Searched the thread but didn't find any solutions.  My mousepad is now acting strange.  It is nearly impossible to move it a small amount, but moving it a far amount is easy as usual.  I have changed every setting under Mouse to no avail.  

On the plus side, I am now able to watch video smoothly, even HD video on youtube, but it does _devour_ a lot of resources.

----------


## lwhitmore

HI

The lastest round of MESA and intel drivers seems to have completely broken my X windows.  Messed up fonts, laggy performance and no compiz.

This kind of thing is happening far more frequently these days.  A few weeks ago,  I was very happy with the performance and would have been happy to stick with what I had.  Since then, Ubuntu's gone from rock solid to unusable - and every update is like russian roulette.

Does anyone know if there's a version of the driver I could install that would solve my woes?  E.g. would it be possible to install the karmic intel driver (without installing karmic alpha)?

----------


## Jeff Saffan

Thank you for this guide!
I'm now enjoying great graphics  :Smile: 
peace
jeff

----------


## tomchiverton

At this point I've disabled auto-updates from the Xorg-edgers (etc.) repo., as it got to a point a few weeks back where it all worked and I was happy with it.
Right now, if I were you I would be sorely tempted to install the current Karmic pre-release all-in.
It would also be possible to just grab their kernel, xorg-*, mesa etc. packages, I suppose...

----------


## lwhitmore

@tomchiverton;

I wish I'd had the sense to do the same  :Smile:   .. I think the debs are probably still in my cache so I might just manually install those from a few versions back.

I'm not sure I want to install karmic yet - I installed Jaunty as a beta and it was great .. but my system was running almost perfectly.  I'm not sure I can be bothered to go through another round of growing pains just yet  :Wink:

----------


## BarefootSoul83

just did the "Optimal" settings....FABULOUS! graphics are noticeably better...especially in full screen

 :Guitar: 

Jammin!!

Thanks!

----------


## rgsteele

> Searched the thread but didn't find any solutions.  My mousepad is now acting strange.  It is nearly impossible to move it a small amount, but moving it a far amount is easy as usual.  I have changed every setting under Mouse to no avail.  
> 
> On the plus side, I am now able to watch video smoothly, even HD video on youtube, but it does _devour_ a lot of resources.
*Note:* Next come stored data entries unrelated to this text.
PR #177, opened 2016-02-29
Replace sequelize with knex

clark800:


src/lib/app.js
```diff
@@ -56,8 +57,9 @@ class App {
     yield this.timerWorker.start()
     yield this.notificationWorker.start()
 
-    if (this.config.getIn(['db', 'sync'])) yield this.db.sync()
-    yield this.db.init()
+    if (this.config.getIn(['db', 'sync'])) {
```
naoitoi: Notary uses environment variable process.env.NOTARY_RUN_MIGRATION to initiate migration.  
Perhaps we should change either Notary or Ledger to be consistent with how to initiate migration.

src/lib/notificationWorker.js
```diff
@@ -31,25 +43,10 @@ class NotificationWorker {
...
-          }]
-        }, {
-          subject: {
-            $in: affectedAccounts
-          }
-        }]
-      },
-      transaction
-    })
+    let subscriptions = yield transaction.from('subscriptions')
```
naoitoi: I had an issue with using yield with transaction on sqlite, so I didn't use any transaction for sqlite on Notary.
If this works with sqlite for you, that's fine, but please keep an eye on it.

src/migrations/201602231400_initial.js
```diff
@@ -0,0 +1,107 @@
+'use strict'
+
+function createAccountsTable (knex) {
```
naoitoi: As discussed with @clark800 , I would recommend some schema changes, such as not using enum, preferring varchar to text, normalizing what's in JSON column.  But we agreed that we'd do it in another ticket, which I will file.

src/lib/notificationWorker.js
clark800: Using transactions is a requirement in the ledger, so if there is a problem we will have to figure it out

src/migrations/201602231400_initial.js
```diff
@@ -0,0 +1,107 @@
...
+}
+
+function createEntriesTable (knex) {
+  return knex.schema.createTableIfNotExists('entries', table => {
+    table.increments()
+    table.integer('entry_group')
+    table.uuid('transfer_id')
+    table.integer('account')
+    table.decimal('balance', 10, 2)
+    table.datetime('created_at')
```
naoitoi: I like using table.timestamps() and letting Knex create created_at and update_at, rather than creating them manually.  But I'm OK with this implementation.

src/models/db/account.js
```diff
@@ -69,6 +67,8 @@ class Account extends Model {
   }
 
   static convertFromPersistent (data) {
+    data.is_disabled = Boolean(data.is_disabled)
```
naoitoi: We may want to explain the conversion necessary for booleans in a comment?

src/models/db/conditionFulfillment.js
```diff
@@ -23,14 +20,21 @@ class ConditionFulfillment extends Model {
   static convertFromPersistent (data) {
     delete data.created_at
     delete data.updated_at
+    if (typeof data.condition_fulfillment === 'string') {
```
naoitoi: Perhaps adding a line of comment to explain why we'd like to selectively convert a string to JSON might help?

src/models/transfers.js
```diff
@@ -286,7 +286,7 @@ function * fulfillTransfer (transferId, fulfillment) {
     const isExecution = validateConditionFulfillment(transfer, fulfillment)
 
     if (isExecution && transfer.state === 'executed' || !isExecution && transfer.state === 'rejected') {
-      return (yield fulfillments.getFulfillment(transferId)).getDataExternal()
+      return (yield fulfillments.getFulfillment(transferId, {transaction})).getDataExternal()
```
naoitoi: Why would you like to take a transaction?  If getFulfillment() simply does select, transaction doesn't seem to be necessary?

src/lib/notificationWorker.js
naoitoi: Knex has two ways of using transaction.  http://knexjs.org/#Transactions

1.    As the "promise aware" knex connection
 2.  As an object passed into a query with and eventually call commit or rollback.

Method (2) didn't work for me with a generator (see: https://github.com/tgriesser/knex/issues/811), so I exclusively used (1) in Knex.  You are using both methods ... Has (2) been tested thoroughly (e.g. take a transaction, do some insert or update operation, throw an exception and see if the transaction is rolled back)?

naoitoi:
Thank you for creating this PR.  I can see a lot of work went into this.

src/migrations/201602231400_initial.js
MatthewPhinney: I like that approach. I think we can use `table.timestamps() ` everywhere.

src/migrations/201602231400_initial.js
```diff
@@ -0,0 +1,107 @@
...
+    table.integer('retry_count')
+    table.datetime('retry_at').index()
+    table.index(['subscription_id', 'transfer_id'], 'subscription_transfer')
+  })
+}
+
+function createSubscriptionsTable (knex) {
+  return knex.schema.createTableIfNotExists('subscriptions', table => {
+    table.uuid('id').primary()
+    table.string('owner', 1024)
```
MatthewPhinney: Why use 1024 as the length? I noticed, in other tables, some `string` datatypes don't have a length specified.

src/models/db/account.js
MatthewPhinney: A comment would be helpful. Also, why convert to a number below (in `convertToPersistent`)?

src/models/db/subscriptions.js
```diff
@@ -9,12 +9,11 @@ function * getSubscription (id, options) {
   return (yield Subscription.findById(id, options))
 }
 
-function * getMatchingSubscription (subscription, options) {
-  return (yield Subscription.findOne({where: {
+function * getMatchingSubscriptions (subscription, options) {
+  return (yield Subscription.findWhere({
```
MatthewPhinney: This should, in principle, return only 1 subscription. See here: https://github.com/interledger/five-bells-ledger/issues/70; and here: https://github.com/interledger/five-bells-ledger/pull/85.

src/models/db/transfer.js
```diff
@@ -72,11 +69,44 @@ class Transfer extends Model {
...
+      data.execution_condition = JSON.parse(data.execution_condition)
+    }
+    if (typeof data.cancellation_condition === 'string') {
+      data.cancellation_condition = JSON.parse(data.cancellation_condition)
+    }
+    if (typeof data.additional_info === 'string') {
+      data.additional_info = JSON.parse(data.additional_info)
+    }
+    if (data.expires_at) {
+      data.expires_at = new Date(data.expires_at)
```
MatthewPhinney: Why do we need to call the `Date` constructor here, but not in `convertToPersistent`?

src/models/db/transfers.js
```diff
@@ -7,8 +9,32 @@ function * getTransfer (id, options) {
...
+  } else {
+    yield Transfer.create(transfer, options)
+  }
+  return Boolean(existingTransfer)
+}
+
 function * upsertTransfer (transfer, options) {
-  yield Transfer.upsert(transfer, options)
+  if (options && options.transaction) {
+    return (yield _upsertTransfer(transfer, options))
```
MatthewPhinney: In some cases, it is `return yield <expression>` and in others `return (yield <expression>)`.

src/models/db/transfers.js
```diff
@@ -7,8 +9,32 @@ function * getTransfer (id, options) {
   return (yield Transfer.findById(id, options))
 }
 
+function * _upsertTransfer (transfer, options) {
+  assert(options.transaction)
+  // SQLite's implementation of upsert does not tell you whether it created the
```
MatthewPhinney: I think this comment is a little dated. Since we are not actually calling `upsert` on a db model, maybe just say that we need the correct status code (200/201), so we need to know if the transfer exists in the db.

src/models/notifications.js
```diff
@@ -7,27 +7,29 @@ const UnauthorizedError = require('five-bells-shared/errors/unauthorized-error')
...
 const subscriptionUtils = require('../lib/subscriptionUtils')
 
 function * getNotification (subscriptionId, notificationId, requestingUser) {
   log.debug('fetching notification ID ' + notificationId)
-  const notification = yield Notification.findOne({
-    where: {
-      id: notificationId
-    },
-    include: [{ all: true }]})
+  const notification = yield Notification.findById(notificationId)
```
MatthewPhinney: We may be able to do this more easily with a join (so we don't need two more queries to get the subscription and transfer), but I think it's fine to leave as is, for this PR.

src/models/db/transfer.js
naoitoi: new Date() is needed before writing to Oracle DB.  So - I agree with Matt, it seems new Date() would be needed more in convertToPersistent() than in convertFromPersistent().
But I think we'll find out for sure once we exercise this code in test with Oracle.

src/models/subscriptions.js
```diff
@@ -31,9 +31,9 @@ function * setSubscription (subscription, requestingUser) {
 
   let existed
   yield db.transaction(function * (transaction) {
-    const duplicate = yield db.getMatchingSubscription(
+    const duplicates = yield db.getMatchingSubscriptions(
```
MatthewPhinney: Since we throw an error when `getMatchingSubscriptions` returns any record (so we never expect it to return more than 1), I'd probably change the name back to `getMatchingSubscription`. This logic could be cleaned up in general, but that's outside the scope of this PR.

test/accountSpec.js
```diff
@@ -298,47 +299,4 @@ describe('Accounts', function () {
       expect(user.public_key).to.equal(publicKey)
     })
   })
-
-  describe('Account#findEntry', function () {
```
MatthewPhinney: Why don't we need this anymore?

src/models/transfers.js
clark800: This inside a transaction block, everything inside the block should be in the same transaction.

src/migrations/201602231400_initial.js
clark800: Yeah, seems like a good idea. I'll have to check if we have to add a `defaultsTo` clause (from the docs: `  table.timestamp('created_at').defaultTo(knex.fn.now());`)

src/migrations/201602231400_initial.js
clark800: This is an attempt to keep it as close as possible to the previous schemas. The default for the `string` type is 255.

src/models/db/account.js
clark800: Yeah, I'll add a comment. Some databases store booleans as `0` and `1` so it has to be converted back. I probably shouldn't convert to number in `convertToPersistent`, I'll try changing that.

src/models/db/subscriptions.js
clark800: Yes, the name is because it returns an array type of length 0 or 1. I'll refactor to make it more clear.

src/models/db/transfer.js
clark800: I think because the standard format is a date object. So when you get it from the database you have to parse to a date, but when putting it into the database it automatically converts the date to the proper format.

test/accountSpec.js
clark800: It was never used

src/lib/app.js
clark800: Yeah, good idea, though out of scope for this pull request

src/migrations/201602231400_initial.js
clark800: On second thought, I think being explicit is better; it looks like `timestamps` is just a shorthand and I don't think it improves anything.

src/models/db/conditionFulfillment.js
clark800: I'm going to switch to text fields and remove the conditionals

src/lib/notificationWorker.js
clark800: I tested that transactions are working manually and had Nao review the method that I was using to test.

naoitoi:
LGTM.  

Thank you very much for the hard work, @clark800 !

Assuming you are using the "Optimal" configuration, I suspect your trackpad was using a driver that is not supported by the new kernel. Your best bet might be to upgrade to the alpha of Karmic. I'd recommend trying the live CD first to make sure everything works.

----------


## BarefootSoul83

I have 2 problems:

1) Bleeding edge crashed my graphics...I'm having to boot using the Ubuntu live cd... how do I get into my actual root to fix this? HEEEELLLLPPP!!!
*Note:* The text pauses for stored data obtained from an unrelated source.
PR #201, opened 2022-02-02
Create list tracker

jchen293:
## What?
Add functionality to create trackers in bulk for our node library.
## Why?
Currently, our node library is missing one of the core features.
## How?
Add CreateList method in Tracker class.
## Testing?
Add a unit test in tracker.js test file.

### DIFF
--- a/src/resources/tracker.js
+++ b/src/resources/tracker.js
@@ -36,7 +36,7 @@ export default api => (
     createList(param) {
       const newParam = new Map();
       newParam.set('trackers', param);
-      this.rpc('create_list1', newParam);
+      this.rpc('create_list', newParam);
       return true;
     }
   }
--- a/src/resources/tracker.js
+++ b/src/resources/tracker.js
@@ -34,11 +34,11 @@ export default api => (
     }
 
     static async createList(params = {}) {
-      const newParam = { trackers: params };
+      const newParams = { trackers: params };
       try {
         const url = 'trackers/create_list';
-        await api.post(url, { body: newParam });
-        // This endpoint does not return anything so true is return here
+        await api.post(url, { body: newParams });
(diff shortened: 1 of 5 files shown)


test/resources/tracker.js
```diff
@@ -31,4 +31,19 @@ describe('Tracker Resource', () => {
       expect(err).to.be.an.instanceOf(NotImplementedError);
     });
   });
+
+  describe('Trackers in bulk', () => {
```
Justintime50, line 35: Did you actually run this unit test? Our Node library is a bit different in the fact that the unit test suite makes 0 API calls and everything is mocked (we'll be fixing this shortly). I don't know that we had a way built out for the tests to accept an API key to actually make this call here.

jchen293: Yes, I just E2E tested it.

src/resources/tracker.js
```diff
@@ -32,5 +32,17 @@ export default api => (
     static delete() {
       return this.notImplemented('delete');
     }
+
+    static async createList(params = {}) {
+      const newParam = { trackers: params };
```
Justintime50, line 37: `newParam` should be plural

src/resources/tracker.js
```diff
@@ -32,5 +32,17 @@ export default api => (
...
+      try {
+        const url = 'trackers/create_list';
+        await api.post(url, { body: newParam });
+        // This endpoint does not return anything so true is return here
```
Justintime50, line 41:
```suggestion
        // This endpoint does not return anything so true is returned here
```

Justintime50 (changes requested):

Justintime50 (approved):

nwithan8 (approved):
LGTM

PR #202, opened 2022-02-04
add support for update_brand.

jchen293:
# What
Added support for updating the user brand in the Node Library, updated the changelog, and add code example.

# Why
This is one of the missing core features.

# How
Added **updateBrand()** method in User class and add a new file for a code example. Created a new class for Brand.

# Testing
E2E local testing, no unit test was written because there is my personal information in the cassette.

### DIFF
--- a/src/resources/brand.js
+++ b/src/resources/brand.js
@@ -1,0 +1,22 @@
+import T from 'proptypes';
+import base from './base';
+
+
+export const propTypes = {
+  background_color: T.string,
+  color: T.string,
+  logo: T.string,
+  logo_href: T.string,
+  ad: T.string,
+  ad_href: T.string,
+  name: T.array,
+  user_id: T.array,
+  theme: T.array,
+};
+
+
+export default api => (
+  class Brand extends base(api) {
+
+  }
+);
--- a/src/resources/brand.js
+++ b/src/resources/brand.js
@@ -9,9 +9,9 @@ export const propTypes = {
   logo_href: T.string,
   ad: T.string,
   ad_href: T.string,
-  name: T.array,
-  user_id: T.array,
-  theme: T.array,
+  name: T.string,
+  user_id: T.string,
+  theme: T.string,
 };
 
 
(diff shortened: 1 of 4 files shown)


src/resources/brand.js
```diff
@@ -0,0 +1,22 @@
...
+export const propTypes = {
+  background_color: T.string,
+  color: T.string,
+  logo: T.string,
+  logo_href: T.string,
+  ad: T.string,
+  ad_href: T.string,
+  name: T.array,
+  user_id: T.array,
+  theme: T.array,
```
Justintime50, line 14: These fields need to be strings.

src/resources/user.js
```diff
@@ -42,5 +42,19 @@ export default api => (
     static all() {
       return this.notImplemented('all');
     }
+
+    async updateBrand(param, id) {
```
Justintime50, line 46: 1. `param` needs to be plural - `params`
2. Why are we passing in an `id` parameter here? We should be getting the instance ID of the user.

Justintime50 (changes requested):

src/resources/user.js
jchen293: Corrected

src/resources/brand.js
jchen293: Corrected

Justintime50 (approved):

src/resources/user.js
```diff
@@ -42,5 +42,19 @@ export default api => (
...
       return this.notImplemented('all');
     }
+
+    async updateBrand(params) {
+      try {
+        const newParams = { brand: params };
+        const urlPrefix = this.constructor._url;
+        const userData = this.constructor.wrapJSON(this.toJSON());
+        const endpoint = 'brand';
+        const url = `${urlPrefix}/${userData.user.id}/${endpoint}`;
```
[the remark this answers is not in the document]
jchen293: The eslint suggests using `const` since the variable is never reassigned. I have removed `urlPrefix` and `endpoint` variables.

nwithan8 (approved):

Justintime50 (approved):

2) The optimal settings worked GREAT...the graphics stopped shuddering.. however, dual screen stopped working...when I set it up for dual...the 2nd screen is just a "stretch" of the first screen instead of its own virtual desktop...any suggestions?

----------


## WhiteHorse

I had the same problem with the kernel 2.6.30-02063002-generic and 2.6.28-15 so I installed 2.6.30-02063003-generic and now video playback is smooth again.

----------


## baytuni

I apllied the optimal safe solution but with kernel 2.6.29 . But it seems that exa is giving way better performance than uxa for that kernel.

----------


## glaze

I'm currently reading ChangeLog for 2.6.32-rc1 and it seems to have a lot of stability fixes.

----------


## rgsteele

> I have 2 problems:
> 
> 1) Bleeding edge crashed my graphics...I'm having to boot using the Ubuntu live cd... how do I get into my actual root to fix this? HEEEELLLLPPP!!!
> 
> 2) The optimal settings worked GREAT...the graphics stopped shuddering.. however, dual screen stopped working...when I set it up for dual...the 2nd screen is just a "stretch" of the first screen instead of its own virtual desktop...any suggestions?


First, eject the live CD.

Second, EJECT THE LIVE CD. You appear to have missed this step when following the instructions BslBryan posted in this thread.  :Smile: 

When you boot the computer, you will see a prompt saying "GRUB loading, please wait. Press ESC to enter the menu...". Press ESC. The message will only appear for a second so you have to be quick.

Once you get into the GRUB menu, select the [recovery mode] option of one of the kernels. When the Recovery Menu appears, select the "netroot" option. Now you will be able to follow the instructions in the "To revert settings" section.

Note that since we are not in the graphical environment, you will need to use a terminal-based editor instead of gedit to edit your sources.list. Instead of "gksudo gedit /etc/apt/sources.list", use "pico /etc/apt/sources.list". Once you are done making the changes, press ctrl-X to exit and press Y when asked whether to save.

Also, since you're already root, you won't need to put "sudo" in front of any of the commands.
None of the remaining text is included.